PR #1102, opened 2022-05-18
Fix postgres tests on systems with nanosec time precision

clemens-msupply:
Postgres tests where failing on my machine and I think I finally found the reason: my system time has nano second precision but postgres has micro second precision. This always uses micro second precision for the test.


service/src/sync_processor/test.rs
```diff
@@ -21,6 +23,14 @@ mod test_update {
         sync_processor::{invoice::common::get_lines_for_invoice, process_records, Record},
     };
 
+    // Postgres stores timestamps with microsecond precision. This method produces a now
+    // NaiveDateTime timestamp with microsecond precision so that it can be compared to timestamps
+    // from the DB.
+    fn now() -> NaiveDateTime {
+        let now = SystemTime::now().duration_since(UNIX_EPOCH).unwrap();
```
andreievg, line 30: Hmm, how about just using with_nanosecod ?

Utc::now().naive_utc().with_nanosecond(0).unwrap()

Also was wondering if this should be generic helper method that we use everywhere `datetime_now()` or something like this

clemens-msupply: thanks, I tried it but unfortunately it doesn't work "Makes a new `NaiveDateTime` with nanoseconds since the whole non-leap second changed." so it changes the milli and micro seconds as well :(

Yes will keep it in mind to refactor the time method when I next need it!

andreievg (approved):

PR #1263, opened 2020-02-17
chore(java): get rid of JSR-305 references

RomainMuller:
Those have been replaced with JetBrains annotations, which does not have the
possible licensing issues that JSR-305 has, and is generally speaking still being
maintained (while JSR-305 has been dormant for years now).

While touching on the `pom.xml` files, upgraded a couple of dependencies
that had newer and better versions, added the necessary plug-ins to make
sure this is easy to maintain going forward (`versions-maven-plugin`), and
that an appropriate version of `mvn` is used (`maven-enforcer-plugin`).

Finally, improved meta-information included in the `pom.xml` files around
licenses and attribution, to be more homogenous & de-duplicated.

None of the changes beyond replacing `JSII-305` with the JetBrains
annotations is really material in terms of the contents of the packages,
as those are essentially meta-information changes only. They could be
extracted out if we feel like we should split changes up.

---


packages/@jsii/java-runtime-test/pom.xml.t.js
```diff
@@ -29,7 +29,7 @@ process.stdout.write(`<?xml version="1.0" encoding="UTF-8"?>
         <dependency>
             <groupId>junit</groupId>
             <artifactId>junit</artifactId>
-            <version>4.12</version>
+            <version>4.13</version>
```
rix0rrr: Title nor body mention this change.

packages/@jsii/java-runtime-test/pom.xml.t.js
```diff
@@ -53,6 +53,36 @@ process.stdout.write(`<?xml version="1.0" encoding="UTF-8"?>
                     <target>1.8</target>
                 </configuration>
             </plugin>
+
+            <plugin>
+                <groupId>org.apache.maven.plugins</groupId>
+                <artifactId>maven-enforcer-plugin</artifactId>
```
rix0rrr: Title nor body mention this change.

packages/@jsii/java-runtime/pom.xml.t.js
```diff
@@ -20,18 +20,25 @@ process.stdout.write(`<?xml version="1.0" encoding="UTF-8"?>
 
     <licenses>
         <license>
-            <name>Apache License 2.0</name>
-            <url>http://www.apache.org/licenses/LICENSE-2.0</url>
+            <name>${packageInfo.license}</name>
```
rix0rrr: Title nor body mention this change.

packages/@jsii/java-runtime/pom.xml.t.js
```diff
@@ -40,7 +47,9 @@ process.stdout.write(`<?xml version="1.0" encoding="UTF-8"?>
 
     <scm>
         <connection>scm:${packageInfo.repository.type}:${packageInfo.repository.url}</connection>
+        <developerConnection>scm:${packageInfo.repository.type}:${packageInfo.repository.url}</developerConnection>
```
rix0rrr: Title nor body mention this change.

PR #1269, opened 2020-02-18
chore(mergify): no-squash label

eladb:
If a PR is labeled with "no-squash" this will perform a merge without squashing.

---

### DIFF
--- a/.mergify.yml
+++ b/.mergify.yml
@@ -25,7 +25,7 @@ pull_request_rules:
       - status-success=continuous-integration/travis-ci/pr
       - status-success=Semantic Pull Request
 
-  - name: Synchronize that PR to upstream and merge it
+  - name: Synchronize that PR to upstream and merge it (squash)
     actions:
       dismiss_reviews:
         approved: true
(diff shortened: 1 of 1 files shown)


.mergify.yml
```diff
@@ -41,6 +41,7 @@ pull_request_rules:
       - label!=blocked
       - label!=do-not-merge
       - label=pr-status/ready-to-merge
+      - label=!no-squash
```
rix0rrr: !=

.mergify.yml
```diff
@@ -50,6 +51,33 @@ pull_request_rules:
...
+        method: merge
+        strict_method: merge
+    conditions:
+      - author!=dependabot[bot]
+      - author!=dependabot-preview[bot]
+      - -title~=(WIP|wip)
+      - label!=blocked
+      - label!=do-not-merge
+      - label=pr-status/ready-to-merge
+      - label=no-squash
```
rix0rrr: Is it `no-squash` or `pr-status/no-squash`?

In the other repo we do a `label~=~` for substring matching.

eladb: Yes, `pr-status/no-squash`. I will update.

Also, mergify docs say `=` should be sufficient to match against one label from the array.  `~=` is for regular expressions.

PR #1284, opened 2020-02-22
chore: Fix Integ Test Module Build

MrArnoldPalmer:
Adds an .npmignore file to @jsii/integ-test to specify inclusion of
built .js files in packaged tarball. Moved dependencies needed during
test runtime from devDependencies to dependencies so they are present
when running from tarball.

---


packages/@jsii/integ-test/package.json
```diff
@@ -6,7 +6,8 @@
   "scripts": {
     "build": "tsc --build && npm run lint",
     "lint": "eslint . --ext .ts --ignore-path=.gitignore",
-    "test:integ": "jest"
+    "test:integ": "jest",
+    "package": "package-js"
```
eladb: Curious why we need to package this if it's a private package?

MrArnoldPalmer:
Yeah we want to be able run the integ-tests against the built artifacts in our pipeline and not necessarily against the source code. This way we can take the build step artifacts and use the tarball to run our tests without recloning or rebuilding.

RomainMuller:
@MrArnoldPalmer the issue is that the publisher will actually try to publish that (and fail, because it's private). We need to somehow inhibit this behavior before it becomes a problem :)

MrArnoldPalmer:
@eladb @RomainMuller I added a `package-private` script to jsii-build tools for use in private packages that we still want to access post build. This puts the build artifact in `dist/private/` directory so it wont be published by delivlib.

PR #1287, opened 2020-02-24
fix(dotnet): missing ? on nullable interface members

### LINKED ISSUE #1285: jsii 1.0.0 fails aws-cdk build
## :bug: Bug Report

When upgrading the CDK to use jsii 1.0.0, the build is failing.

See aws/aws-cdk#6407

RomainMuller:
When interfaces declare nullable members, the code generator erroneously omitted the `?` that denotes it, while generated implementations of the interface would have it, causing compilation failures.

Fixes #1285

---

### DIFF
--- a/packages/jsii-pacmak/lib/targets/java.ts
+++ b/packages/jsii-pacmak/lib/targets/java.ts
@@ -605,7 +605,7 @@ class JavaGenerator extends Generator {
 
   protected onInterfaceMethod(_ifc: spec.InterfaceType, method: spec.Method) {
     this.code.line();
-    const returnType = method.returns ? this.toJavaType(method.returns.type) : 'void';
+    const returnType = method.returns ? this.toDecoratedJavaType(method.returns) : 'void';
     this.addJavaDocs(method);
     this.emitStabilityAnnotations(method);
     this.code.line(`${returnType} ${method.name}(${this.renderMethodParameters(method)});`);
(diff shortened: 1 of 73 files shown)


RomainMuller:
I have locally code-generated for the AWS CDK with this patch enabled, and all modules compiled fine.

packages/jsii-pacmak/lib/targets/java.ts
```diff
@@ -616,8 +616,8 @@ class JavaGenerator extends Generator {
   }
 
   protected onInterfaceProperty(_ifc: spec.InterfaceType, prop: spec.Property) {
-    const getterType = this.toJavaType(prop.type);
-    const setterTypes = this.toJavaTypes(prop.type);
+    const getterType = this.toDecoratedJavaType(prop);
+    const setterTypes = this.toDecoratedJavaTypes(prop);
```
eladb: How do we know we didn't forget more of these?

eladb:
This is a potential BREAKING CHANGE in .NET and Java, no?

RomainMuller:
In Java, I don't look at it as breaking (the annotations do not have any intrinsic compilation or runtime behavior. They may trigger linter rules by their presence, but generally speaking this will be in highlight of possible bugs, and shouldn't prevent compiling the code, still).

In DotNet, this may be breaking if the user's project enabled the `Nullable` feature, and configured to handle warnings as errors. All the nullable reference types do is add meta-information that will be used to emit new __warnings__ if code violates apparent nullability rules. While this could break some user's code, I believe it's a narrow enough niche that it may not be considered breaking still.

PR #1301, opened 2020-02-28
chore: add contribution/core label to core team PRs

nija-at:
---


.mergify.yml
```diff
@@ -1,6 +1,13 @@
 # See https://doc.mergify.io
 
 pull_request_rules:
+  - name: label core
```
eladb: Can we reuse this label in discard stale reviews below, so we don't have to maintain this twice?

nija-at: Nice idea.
####
Problem requirements: Return the lines of the listing above exactly as they appear, starting with the first and stopping after the line that holds "maintained (while JSR-305".

Answer for the task:
PR #1102, opened 2022-05-18
Fix postgres tests on systems with nanosec time precision

clemens-msupply:
Postgres tests where failing on my machine and I think I finally found the reason: my system time has nano second precision but postgres has micro second precision. This always uses micro second precision for the test.


service/src/sync_processor/test.rs
```diff
@@ -21,6 +23,14 @@ mod test_update {
         sync_processor::{invoice::common::get_lines_for_invoice, process_records, Record},
     };
 
+    // Postgres stores timestamps with microsecond precision. This method produces a now
+    // NaiveDateTime timestamp with microsecond precision so that it can be compared to timestamps
+    // from the DB.
+    fn now() -> NaiveDateTime {
+        let now = SystemTime::now().duration_since(UNIX_EPOCH).unwrap();
```
andreievg, line 30: Hmm, how about just using with_nanosecod ?

Utc::now().naive_utc().with_nanosecond(0).unwrap()

Also was wondering if this should be generic helper method that we use everywhere `datetime_now()` or something like this

clemens-msupply: thanks, I tried it but unfortunately it doesn't work "Makes a new `NaiveDateTime` with nanoseconds since the whole non-leap second changed." so it changes the milli and micro seconds as well :(

Yes will keep it in mind to refactor the time method when I next need it!

andreievg (approved):

PR #1263, opened 2020-02-17
chore(java): get rid of JSR-305 references

RomainMuller:
Those have been replaced with JetBrains annotations, which does not have the
possible licensing issues that JSR-305 has, and is generally speaking still being
maintained (while JSR-305 has been dormant for years now).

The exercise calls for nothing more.